(Stored items)
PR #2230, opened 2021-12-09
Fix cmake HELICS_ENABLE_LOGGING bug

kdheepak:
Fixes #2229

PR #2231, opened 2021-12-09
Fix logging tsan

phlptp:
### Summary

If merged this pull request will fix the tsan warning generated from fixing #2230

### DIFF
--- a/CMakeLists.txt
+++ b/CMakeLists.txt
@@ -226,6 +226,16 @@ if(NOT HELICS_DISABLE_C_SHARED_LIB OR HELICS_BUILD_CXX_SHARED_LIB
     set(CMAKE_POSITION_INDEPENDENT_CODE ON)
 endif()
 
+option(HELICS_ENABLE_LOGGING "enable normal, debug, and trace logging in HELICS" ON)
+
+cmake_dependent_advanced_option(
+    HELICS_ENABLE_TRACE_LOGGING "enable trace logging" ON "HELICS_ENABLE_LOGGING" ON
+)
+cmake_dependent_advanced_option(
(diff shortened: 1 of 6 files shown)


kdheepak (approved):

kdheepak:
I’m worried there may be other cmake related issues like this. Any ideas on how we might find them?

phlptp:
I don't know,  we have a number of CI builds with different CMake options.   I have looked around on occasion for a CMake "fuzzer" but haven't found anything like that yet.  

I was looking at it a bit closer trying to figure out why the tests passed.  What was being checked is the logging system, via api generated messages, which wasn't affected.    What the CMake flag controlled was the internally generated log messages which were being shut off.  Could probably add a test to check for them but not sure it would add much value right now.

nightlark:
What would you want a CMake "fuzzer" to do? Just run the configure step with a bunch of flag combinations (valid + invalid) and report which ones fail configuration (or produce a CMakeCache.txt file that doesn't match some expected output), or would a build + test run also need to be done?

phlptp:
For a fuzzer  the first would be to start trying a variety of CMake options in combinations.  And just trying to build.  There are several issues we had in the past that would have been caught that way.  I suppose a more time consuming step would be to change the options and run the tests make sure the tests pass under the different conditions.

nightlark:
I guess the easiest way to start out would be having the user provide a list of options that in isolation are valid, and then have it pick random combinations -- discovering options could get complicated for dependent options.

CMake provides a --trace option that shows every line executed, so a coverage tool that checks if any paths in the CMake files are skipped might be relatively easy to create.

==

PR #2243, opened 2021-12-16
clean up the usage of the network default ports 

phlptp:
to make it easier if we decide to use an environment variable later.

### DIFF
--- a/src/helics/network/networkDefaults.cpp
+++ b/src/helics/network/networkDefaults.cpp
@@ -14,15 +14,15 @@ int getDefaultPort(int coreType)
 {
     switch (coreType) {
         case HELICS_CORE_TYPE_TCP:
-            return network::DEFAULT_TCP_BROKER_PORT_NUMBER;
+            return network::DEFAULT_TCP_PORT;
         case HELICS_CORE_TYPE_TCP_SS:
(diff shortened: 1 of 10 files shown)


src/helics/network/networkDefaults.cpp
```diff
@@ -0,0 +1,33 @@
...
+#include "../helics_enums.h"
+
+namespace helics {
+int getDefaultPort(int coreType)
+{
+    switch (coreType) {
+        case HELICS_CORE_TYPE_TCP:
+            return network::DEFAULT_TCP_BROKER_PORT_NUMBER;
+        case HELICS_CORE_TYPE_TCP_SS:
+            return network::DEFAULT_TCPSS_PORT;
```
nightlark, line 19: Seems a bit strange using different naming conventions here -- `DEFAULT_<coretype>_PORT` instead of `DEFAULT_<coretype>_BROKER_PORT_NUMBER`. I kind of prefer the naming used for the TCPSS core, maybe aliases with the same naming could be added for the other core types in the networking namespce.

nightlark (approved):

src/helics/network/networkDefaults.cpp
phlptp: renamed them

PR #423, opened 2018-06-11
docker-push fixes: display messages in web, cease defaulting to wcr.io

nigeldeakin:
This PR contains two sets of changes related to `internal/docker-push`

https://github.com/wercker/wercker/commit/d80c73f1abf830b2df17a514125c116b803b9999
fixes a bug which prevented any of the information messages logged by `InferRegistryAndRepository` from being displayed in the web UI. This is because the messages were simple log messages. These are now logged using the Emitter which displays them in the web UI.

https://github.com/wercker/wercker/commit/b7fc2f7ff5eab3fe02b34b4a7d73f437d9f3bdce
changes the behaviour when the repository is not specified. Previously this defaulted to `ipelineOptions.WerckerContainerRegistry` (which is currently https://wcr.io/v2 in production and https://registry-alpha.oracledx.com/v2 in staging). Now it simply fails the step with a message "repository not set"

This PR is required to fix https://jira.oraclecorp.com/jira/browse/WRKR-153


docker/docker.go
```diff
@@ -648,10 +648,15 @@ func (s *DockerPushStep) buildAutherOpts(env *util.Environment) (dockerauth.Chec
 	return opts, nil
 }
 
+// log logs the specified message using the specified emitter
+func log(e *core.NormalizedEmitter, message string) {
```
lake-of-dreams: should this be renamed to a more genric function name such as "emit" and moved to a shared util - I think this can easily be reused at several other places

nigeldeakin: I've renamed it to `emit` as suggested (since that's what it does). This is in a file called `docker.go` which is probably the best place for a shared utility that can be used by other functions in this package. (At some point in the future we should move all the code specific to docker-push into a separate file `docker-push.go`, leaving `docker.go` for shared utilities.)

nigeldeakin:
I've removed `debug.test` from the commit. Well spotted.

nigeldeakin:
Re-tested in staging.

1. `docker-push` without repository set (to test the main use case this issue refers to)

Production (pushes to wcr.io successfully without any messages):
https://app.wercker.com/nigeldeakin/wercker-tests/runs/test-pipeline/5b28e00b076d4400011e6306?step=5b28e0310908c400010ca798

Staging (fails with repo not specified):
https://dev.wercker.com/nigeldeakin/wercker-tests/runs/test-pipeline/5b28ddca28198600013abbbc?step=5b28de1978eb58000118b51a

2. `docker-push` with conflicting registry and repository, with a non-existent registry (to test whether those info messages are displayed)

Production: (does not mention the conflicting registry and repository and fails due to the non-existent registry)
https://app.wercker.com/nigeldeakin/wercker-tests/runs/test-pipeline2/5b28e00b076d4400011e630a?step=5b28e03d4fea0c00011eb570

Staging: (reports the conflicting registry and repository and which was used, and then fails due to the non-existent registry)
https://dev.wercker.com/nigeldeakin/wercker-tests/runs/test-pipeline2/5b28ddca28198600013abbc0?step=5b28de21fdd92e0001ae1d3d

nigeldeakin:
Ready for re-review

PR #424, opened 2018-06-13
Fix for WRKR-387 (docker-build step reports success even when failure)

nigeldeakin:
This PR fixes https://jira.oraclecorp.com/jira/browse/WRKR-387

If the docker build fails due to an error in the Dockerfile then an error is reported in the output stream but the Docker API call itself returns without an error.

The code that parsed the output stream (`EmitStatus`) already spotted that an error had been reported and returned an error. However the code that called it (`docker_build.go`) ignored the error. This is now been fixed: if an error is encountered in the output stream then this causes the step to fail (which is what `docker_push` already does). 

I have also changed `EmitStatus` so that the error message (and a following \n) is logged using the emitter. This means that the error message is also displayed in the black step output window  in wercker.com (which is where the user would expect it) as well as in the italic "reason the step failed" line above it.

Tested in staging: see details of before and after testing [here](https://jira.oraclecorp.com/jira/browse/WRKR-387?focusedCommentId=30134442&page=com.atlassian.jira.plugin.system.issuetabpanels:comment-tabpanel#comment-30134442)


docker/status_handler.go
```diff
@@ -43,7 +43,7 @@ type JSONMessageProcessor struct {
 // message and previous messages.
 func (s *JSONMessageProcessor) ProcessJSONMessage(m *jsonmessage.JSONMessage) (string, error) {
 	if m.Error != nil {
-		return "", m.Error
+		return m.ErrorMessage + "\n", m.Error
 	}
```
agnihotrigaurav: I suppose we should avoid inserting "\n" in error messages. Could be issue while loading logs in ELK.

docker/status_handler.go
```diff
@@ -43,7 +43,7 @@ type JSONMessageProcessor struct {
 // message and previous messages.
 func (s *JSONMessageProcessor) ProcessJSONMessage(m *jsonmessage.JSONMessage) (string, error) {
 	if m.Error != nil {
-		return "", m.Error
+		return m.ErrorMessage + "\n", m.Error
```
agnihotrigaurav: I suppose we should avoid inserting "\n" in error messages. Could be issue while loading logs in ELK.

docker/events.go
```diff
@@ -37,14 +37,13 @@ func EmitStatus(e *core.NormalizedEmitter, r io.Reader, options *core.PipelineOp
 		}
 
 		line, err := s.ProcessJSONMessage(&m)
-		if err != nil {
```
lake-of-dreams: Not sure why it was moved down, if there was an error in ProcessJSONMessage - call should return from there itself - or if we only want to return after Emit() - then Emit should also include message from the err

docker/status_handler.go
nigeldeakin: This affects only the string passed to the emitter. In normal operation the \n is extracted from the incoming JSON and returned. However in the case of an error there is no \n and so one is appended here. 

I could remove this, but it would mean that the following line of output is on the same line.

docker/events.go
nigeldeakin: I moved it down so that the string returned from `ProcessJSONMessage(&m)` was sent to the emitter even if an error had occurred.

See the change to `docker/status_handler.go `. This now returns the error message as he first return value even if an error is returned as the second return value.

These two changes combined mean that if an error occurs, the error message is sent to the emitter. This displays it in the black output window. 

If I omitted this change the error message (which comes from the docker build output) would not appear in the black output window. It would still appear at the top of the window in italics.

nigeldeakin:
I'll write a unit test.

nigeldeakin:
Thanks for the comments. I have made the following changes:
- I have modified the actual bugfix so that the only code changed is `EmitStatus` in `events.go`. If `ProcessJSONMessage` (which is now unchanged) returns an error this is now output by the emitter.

==

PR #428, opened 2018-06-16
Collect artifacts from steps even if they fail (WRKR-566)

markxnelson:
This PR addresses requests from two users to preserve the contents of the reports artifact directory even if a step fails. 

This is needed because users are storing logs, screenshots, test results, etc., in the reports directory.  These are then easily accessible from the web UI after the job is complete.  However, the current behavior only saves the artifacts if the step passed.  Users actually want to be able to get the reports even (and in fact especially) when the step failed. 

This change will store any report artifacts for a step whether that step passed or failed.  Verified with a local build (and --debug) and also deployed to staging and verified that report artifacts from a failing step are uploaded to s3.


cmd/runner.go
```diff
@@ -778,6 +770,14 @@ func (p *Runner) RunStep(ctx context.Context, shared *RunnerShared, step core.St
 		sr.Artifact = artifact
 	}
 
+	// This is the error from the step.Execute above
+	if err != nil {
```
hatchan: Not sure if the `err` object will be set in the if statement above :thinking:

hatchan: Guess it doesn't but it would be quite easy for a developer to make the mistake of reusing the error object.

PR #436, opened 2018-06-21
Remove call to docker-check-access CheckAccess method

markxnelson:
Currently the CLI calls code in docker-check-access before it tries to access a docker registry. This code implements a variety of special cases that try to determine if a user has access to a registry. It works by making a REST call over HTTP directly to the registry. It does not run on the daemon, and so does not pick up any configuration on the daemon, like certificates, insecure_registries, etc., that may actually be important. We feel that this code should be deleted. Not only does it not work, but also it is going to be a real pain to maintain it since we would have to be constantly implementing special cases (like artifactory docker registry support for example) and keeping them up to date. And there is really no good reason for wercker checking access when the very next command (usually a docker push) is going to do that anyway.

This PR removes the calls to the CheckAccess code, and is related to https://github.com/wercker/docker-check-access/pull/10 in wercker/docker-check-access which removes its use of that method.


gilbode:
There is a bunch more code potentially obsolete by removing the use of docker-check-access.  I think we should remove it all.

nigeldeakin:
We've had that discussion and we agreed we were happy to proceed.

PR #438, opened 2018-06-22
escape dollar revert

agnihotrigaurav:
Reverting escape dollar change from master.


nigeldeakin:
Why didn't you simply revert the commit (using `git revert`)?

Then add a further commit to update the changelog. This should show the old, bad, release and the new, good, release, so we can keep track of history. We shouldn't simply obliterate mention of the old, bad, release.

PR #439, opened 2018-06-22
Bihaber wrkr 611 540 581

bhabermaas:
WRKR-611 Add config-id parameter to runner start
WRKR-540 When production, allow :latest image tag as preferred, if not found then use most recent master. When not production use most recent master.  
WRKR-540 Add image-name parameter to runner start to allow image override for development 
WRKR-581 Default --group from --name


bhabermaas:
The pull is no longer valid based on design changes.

Problem details - Filter the records above for "will" and copy every matching line.

Answer for the task -
If merged this pull request will fix the tsan warning generated from fixing #2230
This change will store any report artifacts for a step whether that step passed or failed.  Verified with a local build (and --debug) and also deployed to staging and verified that report artifacts from a failing step are uploaded to s3.
hatchan: Not sure if the `err` object will be set in the if statement above :thinking:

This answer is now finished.